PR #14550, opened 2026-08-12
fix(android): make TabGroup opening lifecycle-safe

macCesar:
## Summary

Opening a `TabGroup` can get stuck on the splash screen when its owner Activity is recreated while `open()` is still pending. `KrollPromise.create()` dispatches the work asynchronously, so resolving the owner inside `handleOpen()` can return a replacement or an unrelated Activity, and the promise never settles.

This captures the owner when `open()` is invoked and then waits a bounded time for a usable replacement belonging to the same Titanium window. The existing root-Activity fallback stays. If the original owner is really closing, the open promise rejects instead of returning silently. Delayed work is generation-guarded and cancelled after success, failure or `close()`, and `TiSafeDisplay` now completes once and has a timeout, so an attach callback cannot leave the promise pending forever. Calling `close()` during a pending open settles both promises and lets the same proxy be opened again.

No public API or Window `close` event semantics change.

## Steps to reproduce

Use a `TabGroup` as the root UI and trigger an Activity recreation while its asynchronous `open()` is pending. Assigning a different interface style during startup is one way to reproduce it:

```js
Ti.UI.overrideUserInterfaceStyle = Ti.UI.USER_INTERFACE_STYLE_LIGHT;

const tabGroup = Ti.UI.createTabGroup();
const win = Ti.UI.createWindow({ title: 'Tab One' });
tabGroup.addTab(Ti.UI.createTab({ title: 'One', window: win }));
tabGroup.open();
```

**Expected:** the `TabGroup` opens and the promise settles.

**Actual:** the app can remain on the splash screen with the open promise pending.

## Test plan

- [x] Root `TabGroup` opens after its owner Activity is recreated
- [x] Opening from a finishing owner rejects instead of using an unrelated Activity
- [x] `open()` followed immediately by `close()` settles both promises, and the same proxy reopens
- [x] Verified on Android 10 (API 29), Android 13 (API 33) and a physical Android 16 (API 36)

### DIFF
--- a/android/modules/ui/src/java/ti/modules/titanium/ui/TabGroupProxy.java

> Exercise
Wherever the word "both" appears in the data, return the whole line.

> Problem solution
This captures the owner when `open()` is invoked and then waits a bounded time for a usable replacement belonging to the same Titanium window. The existing root-Activity fallback stays. If the original owner is really closing, the open promise rejects instead of returning silently. Delayed work is generation-guarded and cancelled after success, failure or `close()`, and `TiSafeDisplay` now completes once and has a timeout, so an attach callback cannot leave the promise pending forever. Calling `close()` during a pending open settles both promises and lets the same proxy be opened again.
- [x] `open()` followed immediately by `close()` settles both promises, and the same proxy reopens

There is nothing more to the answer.